I’m sitting through “The Shape of Water” with a sense of awe and majesty. We first see a flooded room, the main heroine floats back down on her couch, the water drains, she takes a bath, makes herself a hard boiled egg, lives in apartment over a movie theater, and takes the bus to her job at a government facility during The Cold War. And there, they’re holding a sea creature from South America, which the woman falls in love with. When you see all these things, you’ll feel like you’re watching a magical French or Spanish movie. “The Shape of Water” is utterly amazing.

Director Guillermo del Toro has crafted another masterpiece about a mute woman named Elisa (Sally Hawkins), who communicates with sign language while working as a janitor at a research facility, with her friend and co-worker Zelda (Octavia Spencer), who banters about their daily routine.

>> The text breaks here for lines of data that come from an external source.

PR #241, opened 2025-01-06
Cleaning up device interface

thierry-martinez:
In the discussion on #230, there was a comment about improving the device interface implementation (see
https://github.com/TeamGraphix/graphix/pull/230#discussion_r1857006471 ).

In particular, I removed the `except Exception` path, being unable to reproduce an example where this path is reached. If we want to handle some errors (such as `TranspilerError`?), we should be more specific.

### DIFF
--- a/graphix/device_interface.py
+++ b/graphix/device_interface.py
@@ -17,7 +17,7 @@ class PatternRunner:
     Executes the measurement pattern.
     """
 
-    def __init__(self, pattern: Pattern, backend: str = "ibmq", **kwargs) -> None:
+    def __init__(self, pattern: Pattern, backend: str = "ibmq", instance: str | None = None, resource: str | None = None, save_statevector: bool = False, optimizer_level: int = 1, shots: int = 1024) -> None:
         """Instantiate a pattern runner.
 
         Parameters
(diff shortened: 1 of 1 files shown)


graphix/device_interface.py
```diff
@@ -26,35 +26,39 @@ def __init__(self, pattern: Pattern, backend: str = "ibmq", **kwargs) -> None:
...
-                save_statevector = kwargs.get("save_statevector", False)
-                optimization_level = kwargs.get("optimizer_level", 1)
-                self.backend.to_qiskit(save_statevector)
-                self.shots = kwargs.get("shots", 1024)
+            kwargs_get_backend = {}
+            if instance is not None:
+                kwargs_get_backend["instance"] = instance
+            if resource is not None:
+                kwargs_get_backend["resource"] = resource
+            self.backend.get_backend(**kwargs_get_backend)
```
shinich1, line 58: note: interface here is different in the latest commit of `graphix-ibmq` that is compatible with qiskit 1.0, to be merged soon.

graphix/device_interface.py
```diff
@@ -17,7 +17,7 @@ class PatternRunner:
     Executes the measurement pattern.
     """
 
-    def __init__(self, pattern: Pattern, backend: str = "ibmq", **kwargs) -> None:
+    def __init__(self, pattern: Pattern, backend: str = "ibmq", instance: str | None = None, resource: str | None = None, save_statevector: bool = False, optimizer_level: int = 1, shots: int = 1024) -> None:
```
EarlMilktea, line 20: This update sadly does not contribute to type-stable interface (better than `**kwargs` though).
My ideas:

- define ABC for backends
- remove `= "ibmq"` : we do not need to add information about the name of the class inheriting `ABC`.

thierry-martinez:
Subsumed by #261.

Issue #239, opened 2024-12-06
Pretty print for circuit and patterns


benjvmin93:
**Describe the feature you'd like**
A nice way to print `Circuit` and `Pattern` objects.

Then comes Richard Strickland (Michael Shannon), a sadistic and abusive agent, who finds the sea creature (Doug Jones), and locks it up in the lab.

Elisa not only befriends the creature, but she also devises a plan to free him, with the help of her artist neighbor (Richard Jenkins), Zelda, and a Russian spy posing as an American scientist (Michael Stuhlbarg). But that’s not the end of the story, as Elisa and the creature have a “Beauty and the Beast” tale, while Strickland vows to find the creature.

I know some people may think “The Shape of Water” looks scary, and it is R-rated, so there are some bloody moments. But it’s not a horror movie; it’s a strange love story that rarely gets told in the movies these days. Two species who communicate with sign language, and the artistry of del Toro really brings it to life.

I’ve seen Hawkins in two entertaining movies this year: “Maudie” and now “The Shape of Water.” She is fantastic playing disabled characters with feelings and ambitions.

Shannon makes a powerful villain. His character has a loving family, but he shows no mercy for the creature.

Jenkins, Stuhlbarg, and Spencer all round up the cast very well. But let’s not forget Jones, who is a natural at playing creatures. You really need to see the make-up and special effects used for his character.

This is one of the best films of the year.